RoboCop parla anche della spersonalizzazione della violenza, e dell’opportunità di affidare la vita degli esseri umani nelle mani delle macchine, che non hanno un’etica o una responsabilità personale ma solo una programmazione più o meno fallibile. È, incidentalmente (ne riparliamo la settimana prossima), forse l’unico tema che il remake del film di Verhoeven riuscì ad azzeccare, modernizzandolo: nel 2014 parlare di droni usati in guerra al posto dei soldati umani era attualità, non previsione del futuro. Nel film di Verhoeven non si arriva, se non tangenzialmente, a ipotizzare l’utilizzo dei robot ED-209 per scopi strettamente militari, solo di peacekeeping urbano, ma il concetto rimane: una macchina programmata per uccidere potrà mai fare decisioni etiche, o decidere di non seguire un ordine per salvaguardare una vita umana?

Tutti questi temi, come anche quello dell’ultraviolenza talmente parossistica da diventare comica, balzano subito all’occhio guardando RoboCop. Ci sono però altri dettagli, nella rappresentazione del futuro realizzata da Verhoeven, che oggi colpiscono in modo particolare, perché all’apparenza secondari, o troppo profetici persino per il loro autore. RoboCop è, per esempio, l’inizio della decostruzione della figura dell’eroe action reaganiano, e in generale dell’eroe inequivocabilmente buono, che da questa sua purezza ottiene l’autorizzazione a compiere stragi enormi e senza senso. Rambo e John Matrix erano indiscutibilmente i buoni, ma erano anche dei pluriomicidi, per quanto spinti dalle contingenze.

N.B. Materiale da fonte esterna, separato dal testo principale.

PR #72, opened 2019-10-15
added select_best method

fahadshery:
this is a quick method i put together to get the best scores + params after tuning. Might need to amend later to include multiple `metrics` i.e. `select_best(metric = c("rmse","rsq"))`.


R/select_best.R
```diff
@@ -0,0 +1,75 @@
...
+        dplyr::select(mean) %>% dplyr::rename(!!paste0("best_",metric) := mean) %>%
+        dplyr::slice(1:n_top)
+    }
+    else if (metric %in% valid_desc_metrics & nrow(summary_res %>% dplyr::filter(.metric == metric)) !=0) {
+      summary_res %>%
+        dplyr::arrange(desc(mean)) %>%
+        dplyr::select(mean) %>% dplyr::rename(!!paste0("best_",metric) := mean) %>%
+        dplyr::slice(1:n_top)
+    } else stop("No results are available. Please check trained performance metrics returned by the model tunning")
+  }
```
topepo: It would be better to assign the returned value to an object (I usually use `res`) and return that at the end. It's a little bit more readable and, if more needs to be done with the object later, less invasive to change.

R/select_best.R
```diff
@@ -0,0 +1,75 @@
...
+select_best <- function(x, metric=NA,n_top = 1,performance = TRUE,maximize = NULL) {
+
+  if (is.na(metric)) {
+    stop("Please specify a character value for metric to get the best score/params...")
+  }
+
+  metric = tolower(metric)
+
+  #metrics that require ascending/desc sorting
+  valid_asc_metrics <- c("rmse" , "mase" , "rpd")
```
topepo: I would avoid hard-coding the metrics. We'll have a method (soon-ish) that will determine the direction. Most metrics should be maximized so go ahead and default it to that and remove lines 33 - 42. 

You should also check to see if it is a single character storing and use `rlang::abort()` if it does not (I'm trying to get away from `stop()` when I remember to do so).

topepo:
It looks good (esp for a first PR!). 

Minor comments in-line. 

Overall comments:

 * Run the code through a styler. You can highlight it in the RStudio IDE and use shift-command-A or use the styler add-in at the top of the IDE. That is far from perfect so give the [style guide](https://style.tidyverse.org/syntax.html) a quick read.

RoboCop è programmato per il massacro e (in teoria) per non farsi domande, ed è comunque considerato un eroe dalla popolazione di Detroit: non solo è giusto che faccia così, è proprio inevitabile.

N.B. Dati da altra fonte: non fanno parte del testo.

PR #170, opened 2020-02-13
New argument order for tune_grid() and friends, to align better with fit()

juliasilge:
Check out this first idea 💡 for handling the arguments for `tune_grid()`, so that both this function and parsnip's `fit()` take, in this order:

- a model specification
- a formula, or recipe here (I called this argument `preprocess` in this PR but of course open to discuss)
- the "data", in this case the resamples

I updated the tests so that this will pass R CMD check but did not change anything in vignettes or README, until we decide if we like this.


topepo:
I was going to suggest that the message should show an example of what it should be. This _might_ be able to do it:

Le profezie sulla tecnologia

Come spesso capita con i film di Verhoeven, però, le profezie più azzeccate si trovano andando a frugare nel nostro rapporto con la tecnologia. C’è una cosa in particolare che colpisce di RoboCop in questo senso: i brevi telegiornali che spuntano qua e là e servono all’inizio per dare una cornice al film, e più avanti per spiegare cose che il film non ha tempo di mostrare. Colpisce perché la promessa del programma è “vi portiamo il mondo in tre minuti”, e di fatti il primo TG che vediamo dura esattamente tre minuti, fatti di servizi brevissimi, quasi privi di vero contenuto, talmente didascalici che sembrano scritti da un’AI e talmente superficiali che sembrano più roba da social che da televisione lineare.

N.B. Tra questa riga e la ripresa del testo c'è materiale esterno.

Issue #172, opened 2020-02-17
eliminate redundant `maximize` argument


topepo:
`select_*()` functions have an argument called `maximize` which we don't need anymore. The current version of `yardstick` has a direction build into the metric set:

``` r
library(tidymodels)
#> ── Attaching packages ─────────────────────────────── tidymodels 0.0.4 ──
#> ✓ broom     0.5.4          ✓ recipes   0.1.9     
#> ✓ dials     0.0.4.9000     ✓ rsample   0.0.5     
#> ✓ dplyr     0.8.4          ✓ tibble    2.1.3     
#> ✓ ggplot2   3.2.1          ✓ tune      0.0.1.9000
#> ✓ infer     0.5.1          ✓ workflows 0.1.0     
#> ✓ parsnip   0.0.5          ✓ yardstick 0.0.5     
#> ✓ purrr     0.3.3
#> ── Conflicts ────────────────────────────────── tidymodels_conflicts() ──
#> x purrr::discard()    masks scales::discard()
#> x dplyr::filter()     masks stats::filter()
#> x dplyr::lag()        masks stats::lag()
#> x ggplot2::margin()   masks dials::margin()
#> x recipes::step()     masks stats::step()
#> x recipes::yj_trans() masks scales::yj_trans()

names(formals(select_best))
#> [1] "x"        "metric"   "maximize"
names(formals(select_by_one_std_err))
#> [1] "x"        "..."      "metric"   "maximize"
names(formals(select_by_pct_loss))
#> [1] "x"        "..."      "metric"   "maximize" "limit"

tune:::metrics_info(metric_set(rmse, rsq))
#> # A tibble: 2 x 3
#>   .metric direction type   
#>   <chr>   <chr>     <chr>  
#> 1 rmse    minimize  numeric
#> 2 rsq     maximize  numeric
```

<sup>Created on 2020-02-16 by the [reprex package](https://reprex.tidyverse.org) (v0.3.0)</sup>

PR #174, opened 2020-02-17
out-of-sample prediction averaging

topepo:
The main changes here are: 

 * `tune_grid()`, `tune_bayes()`, `fit_resamples()`, and `last_fit()` save the parameter sets and metric sets as attributes. 

* `collect_predictions()` gains a `parameters` argument to pre-filter the results if you only what results back for one or two models. 

* `collect_predictions()` gains a `summarize` argument  that will average the out-of-sample predictions over resampling replicates. We do this by using `pivot_longer()` and averaging, the `pivot_wider()` to go back to the original data structure. I'll ask some reviewers if there is a better way of doing this.


romainfrancois:
I'd have to look in more details, but this feels like a use case for `across()` : 

``` r
library(dplyr, warn.conflicts = FALSE)

numeric_summarize <- function(x, wider = TRUE) {
  pred_cols <- grep("^\\.pred", names(x), value = TRUE)
  nms <- names(x)
  group_cols <- nms[!(nms %in% pred_cols)]
  x <-
    x %>%
    tidyr::pivot_longer(
      cols = c(dplyr::one_of(pred_cols)),
      names_to = ".column",
      values_to = ".value"
    ) %>%
    dplyr::group_by(!!!rlang::syms(group_cols), .column) %>%
    dplyr::summarize(.value = mean(.value, na.rm = TRUE))

  if (wider) {
    x <-
      x %>%
      dplyr::ungroup() %>%
      tidyr::pivot_wider(
        id_cols = c(dplyr::one_of(group_cols)),
        names_from = ".column",
        values_from = ".value"
      )
  }
  x
}

df <- tibble(x = sample(1:10, 1e6, replace = TRUE), .pred.a = rnorm(1e6), .pred.b = rnorm(1e6), .pred.c = rnorm(1e6))
bench::mark(
  one   = numeric_summarize(df, TRUE), 
  two   = df %>% group_by(x) %>% summarise(across(starts_with(".pred"), ~mean(., na.rm = TRUE)))
)
#> Warning: Some expressions had a GC in every iteration; so filtering is
#> disabled.
#> # A tibble: 2 x 6
#> 1 one           710ms    710ms      1.41     357MB     8.45
#> 2 two           184ms    188ms      4.89     112MB     8.14
```

<sup>Created on 2020-02-19 by the [reprex package](https://reprex.tidyverse.org) (v0.3.0.9000)</sup>

R/collect.R
```diff
@@ -5,22 +5,42 @@
 #'  = TRUE` should have been used.
 #' @param summarize A logical; should metrics be summarized over resamples
 #' (`TRUE`) or return the values for each individual resample. Note that, if `x`
-#' is created by [last_fit()], `summarize` has not effect.
+#' is created by [last_fit()], `summarize` has not effect. For the other object
```
DavisVaughan: `summarize` has not effect -> `summarize` has no effect

R/collect.R
```diff
@@ -60,9 +84,217 @@ collect_predictions <- function(x) {
...
+    x <- collector(x, coll_col = coll_col)
+  }
+  x
+}
+
+filter_predictions <- function(x, parameters) {
+  if (is.null(parameters)) {
+    return(x)
+  }
+  metrics <- attr(x, "metrics")
```
DavisVaughan: Is `metrics` used other than to check if it exists? Does the check on `params` cover that?

R/collect.R
```diff
@@ -60,9 +84,217 @@ collect_predictions <- function(x) {
...
+  params <- attr(x, "parameters")
```
DavisVaughan: I'm a little bit worried about attributes being somehow dropped along the way after fitting but before `collect_predictions()` is called. I suppose it would be pretty rare

R/collect.R
```diff
@@ -60,9 +84,217 @@ collect_predictions <- function(x) {
...
+#  mode is used to summarize.
+
+numeric_summarize <- function(x, p, wider = TRUE) {
+  pred_cols <- grep("^\\.pred", names(x), value = TRUE)
+  nms <- names(x)
+  group_cols <- nms[!(nms %in% pred_cols)]
+  x <-
+    x %>%
+    tidyr::pivot_longer(
+      cols = c(dplyr::one_of(pred_cols)),
```
DavisVaughan: You might switch to tidyselect 1.0.0 and use `tidyselect::all_of()`, which is slightly more clear

R/collect.R
```diff
@@ -60,9 +84,217 @@ collect_predictions <- function(x) {
...
+        ),
+        collapse = "\n"
+      )
+    )
+
+    return(x)
+  }
+
+  param_names <- params$id
+  parameters <- dplyr::select(parameters, dplyr::one_of(param_names))
```
DavisVaughan: This could probably be `tidyselect::any_of()`.

R/collect.R
```diff
@@ -60,9 +84,217 @@ collect_predictions <- function(x) {
...
+  group_cols <- nms[!(nms %in% pred_cols)]
+  x <-
+    x %>%
+    tidyr::pivot_longer(
+      cols = c(dplyr::one_of(pred_cols)),
+      names_to = ".column",
+      values_to = ".value"
+    ) %>%
+    dplyr::group_by(!!!rlang::syms(group_cols), .column) %>%
+    dplyr::summarize(.value = mean(.value, na.rm = TRUE))
```
DavisVaughan: Should you `ungroup()` here? Right now you just `ungroup()` if `wider = TRUE`. If `wider = FALSE` this will likely return a grouped_df. Not sure if you want that

R/collect.R
```diff
@@ -60,9 +84,217 @@ collect_predictions <- function(x) {
...
+
+  avg_group_cols <- group_cols[group_cols != ".column"]
```
DavisVaughan: When would it ever contain `.column`?

R/collect.R
```diff
@@ -60,9 +84,217 @@ collect_predictions <- function(x) {
...
+  x <-
+    x %>%
+    dplyr::full_join(
+      x %>% dplyr::summarize(.totals = sum(.value)),
+      by = avg_group_cols
+    ) %>%
```
DavisVaughan: Is this just `mutate(.totals = sum(.value))`? Maybe I'm reading it wrong

R/collect.R
```diff
@@ -60,9 +84,217 @@ collect_predictions <- function(x) {
...
+    dplyr::mutate(.value = .value/.totals) %>%
+    dplyr::select(-.totals)
+
+  if (wider) {
+    x <-
+      x %>%
+      dplyr::ungroup() %>%
```
DavisVaughan: Same comment about placement of `ungroup()`

R/collect.R
DavisVaughan: Hmm maybe you do want it for `prob_and_class_summarize()` later on?

R/collect.R
```diff
@@ -60,9 +84,217 @@ collect_predictions <- function(x) {
...
+  x
+}
+
+class_summarize <- function(x, p) {
+  pred_cols <- grep("^\\.pred", names(x), value = TRUE)
+  nms <- names(x)
+  group_cols <- nms[!(nms %in% pred_cols)]
+  outcome_col <- group_cols[!(group_cols %in% c(p, ".row", ".iter"))]
+  lvl <- levels(x[[outcome_col]])
+  ord <- is.ordered(x[[outcome_col]])
```
DavisVaughan: Do you need these?

R/collect.R
```diff
@@ -60,9 +84,217 @@ collect_predictions <- function(x) {
...
+  x
+}
+
+
+average_predictions <- function(x, grid = NULL) {
+  metric_types <- metrics_info(attr(x, "metrics"))$type
+  param_names <- attr(x, "parameters")$id
+
+  if (!is.null(grid)) {
+    grid <- dplyr::select(grid, dplyr::one_of(param_names))
```
DavisVaughan: `tidyselect::any_of()` if you want to

R/collect.R
```diff
@@ -60,9 +84,217 @@ collect_predictions <- function(x) {
...
+
+  x <-
+    x %>%
+    collect_predictions() %>%
+    dplyr::select(-starts_with("id"))
+
+  if (all(metric_types == "numeric")) {
+    x <- numeric_summarize(x, param_names)
+  } else {
+    if (all(metric_types == "prob")) {
```
DavisVaughan: `else if (all(metric_types == "prob")) {`? rather than nesting

R/collect.R
```diff
@@ -60,9 +84,217 @@ collect_predictions <- function(x) {
...
+      x <- prob_summarize(x, param_names)
+    } else {
+      if (all(metric_types == "class")) {
```
DavisVaughan: Same here about `else if`

R/collect.R
topepo: I'll run some tests to make sure that the `dplyr` verbs don't do that. Can you think of another way to enbed them?

R/collect.R
topepo: That's not in the CRAN version right now (right?)

R/collect.R
topepo: I'll want to get another version of `tune` out soon. What is the expected release time for `tidyselect`?

R/collect.R
topepo: Yes. Otherwise I group again there.

R/collect.R
topepo: Good catch. That's form some vestigial code.

R/collect.R
topepo: Yes since I'll be creating a new factor later and I want it to match the observed classes.

R/collect.R
topepo: All good _except_ `mutate.rset` removes them 😞

topepo: fixed

R/collect.R
topepo: nvmd; I was looking at the wrong function; yes, those are also vestigial.

R/collect.R
topepo: It looks like it is; The Google lied!

image

juliasilge:
I will admit that the motivation for saving the parameters and metric class/direction as attributes is not transparent to me. 🙈 Does this set up some planned functionality? Just important to have a record of exactly what kind of tuning was done?

topepo:
For functionality. 

There were/are a few things that we want to do with the results (like in the `select_*` functions where we need to subset on parameters. The current code does some guesswork to determine what column were parameters etc. This makes it easier and less likely to break. 

For the metrics, there is #172 which would require having the metric set around after the tune/resampling are finished.

R/collect.R
```diff
@@ -5,22 +5,42 @@
 #'  = TRUE` should have been used.
 #' @param summarize A logical; should metrics be summarized over resamples
 #' (`TRUE`) or return the values for each individual resample. Note that, if `x`
-#' is created by [last_fit()], `summarize` has not effect.
+#' is created by [last_fit()], `summarize` has no effect. For the other object
+#' types, the method of summarizing predictions is detailed below.
+#' @param parameters An optional tibble of tuning parameter values that can be
+#'  used to filter the predicted values before processing. This tibble should
+#'  only have columns for each tuning parameter identifier (e.g. `"my_param"`
+#'  if `tune("my_param")` was used).
```
juliasilge: Can there be a more transparent example of how to use this? Either literally a whole entry in `@examples` (maybe switch from `fit_resamples()` to tune_grid()`?) or else change the documentation here to something like:
```
This tibble should only have columns for tuned parameters (e.g., if `my_param = tune()` was used with tuning values of 3, 5 and 10, a possible value is `parameters = tibble(my_param = 3).` 
```

topepo:
@juliasilge This comment of your has disappeared: 

> Can there be a more transparent example of how to use this? Either literally a whole entry in `@examples` (maybe switch from `fit_resamples()` to `tune_grid()`?) or else change the documentation here to something like:

> This tibble should only have columns for tuned parameters (e.g., if `my_param = tune()` was used with tuning values of 3, 5 and 10, a possible value is `parameters = tibble(my_param = 3).` 

I updated the examples in 30b9c9ab9 to make this better.

R/collect.R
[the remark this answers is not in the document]
juliasilge: Addressed in 30b9c9ab99cf4680fb1edb64af7fe01441152465

R/collect.R
```diff
@@ -60,9 +84,210 @@ collect_predictions <- function(x) {
...
+      x %>%
+      dplyr::ungroup() %>%
+      tidyr::pivot_wider(
+        id_cols = c(dplyr::one_of(group_cols)),
+        names_from = ".column",
+        values_from = ".value"
+      )
+  }
+  x
+}
```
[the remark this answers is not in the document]
juliasilge: Addressed in 30b9c9ab99cf4680fb1edb64af7fe01441152465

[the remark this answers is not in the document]
romainfrancois: oh 😬 sorry I live in master dplyr, another option is `summarise_at()` : 

``` r
library(dplyr, warn.conflicts = FALSE)
df <- tibble(x = sample(1:10, 1e6, replace = TRUE), .pred.a = rnorm(1e6), .pred.b = rnorm(1e6), .pred.c = rnorm(1e6))
df %>% 
  group_by(x) %>% 
  summarise_at(vars(starts_with(".pred")), ~mean(., na.rm = TRUE))
#> # A tibble: 10 x 4
#>        x   .pred.a   .pred.b   .pred.c
#>    <int>     <dbl>     <dbl>     <dbl>
#>  1     1  0.00357  -0.000707  0.000568
#>  2     2 -0.00669  -0.00135   0.000644
#>  3     3 -0.00215  -0.00220  -0.00130 
#>  4     4 -0.000861  0.00266  -0.00363 
#>  5     5  0.000988  0.00309  -0.00732 
#>  6     6  0.00608  -0.00191  -0.000505
#>  7     7 -0.00153   0.00223  -0.00500 
#>  8     8 -0.00440   0.00122  -0.00374 
#>  9     9  0.00128  -0.00105  -0.00926 
#> 10    10 -0.00530  -0.00180   0.00266
```

<sup>Created on 2020-02-20 by the [reprex package](https://reprex.tidyverse.org) (v0.3.0.9000)</sup>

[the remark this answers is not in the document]
topepo: Changes based on this and the discussion at the group meeting today are in f644cabdc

È un dettaglio, che si riflette però su tutto il generale worldbuilding del film, che ci mostra una Detroit fatta di gente che ha sempre fretta, che ha la soglia di attenzione all’altezza delle caviglie, e che è pronta a trasformare un normale (per quanto robotico e alto due metri e passa) servitore dell’ordine pubblico in una instant celebrity. Verhoeven ha sempre visto l’America come una sorta di incomprensibile girandola di suggestioni e colori, un intero Paese sotto cocaina e costantemente bombardato da stimoli visivi, auditivi, olfattivi, tattili, spirituali, materiali – un posto che è sempre troppo. Oggi quella sensazione si è espansa circa a tutto il mondo, non esistono più i silenzi o le pause e un video di tre minuti su YouTube ci sembra durare un’eternità. Paul Verhoeven ce l’aveva detto quasi quarant’anni fa, che sarebbe finita così, ma noi eravamo troppo impegnati ad ammirare i corpi umani sbrindellati a mitragliate per accorgercene.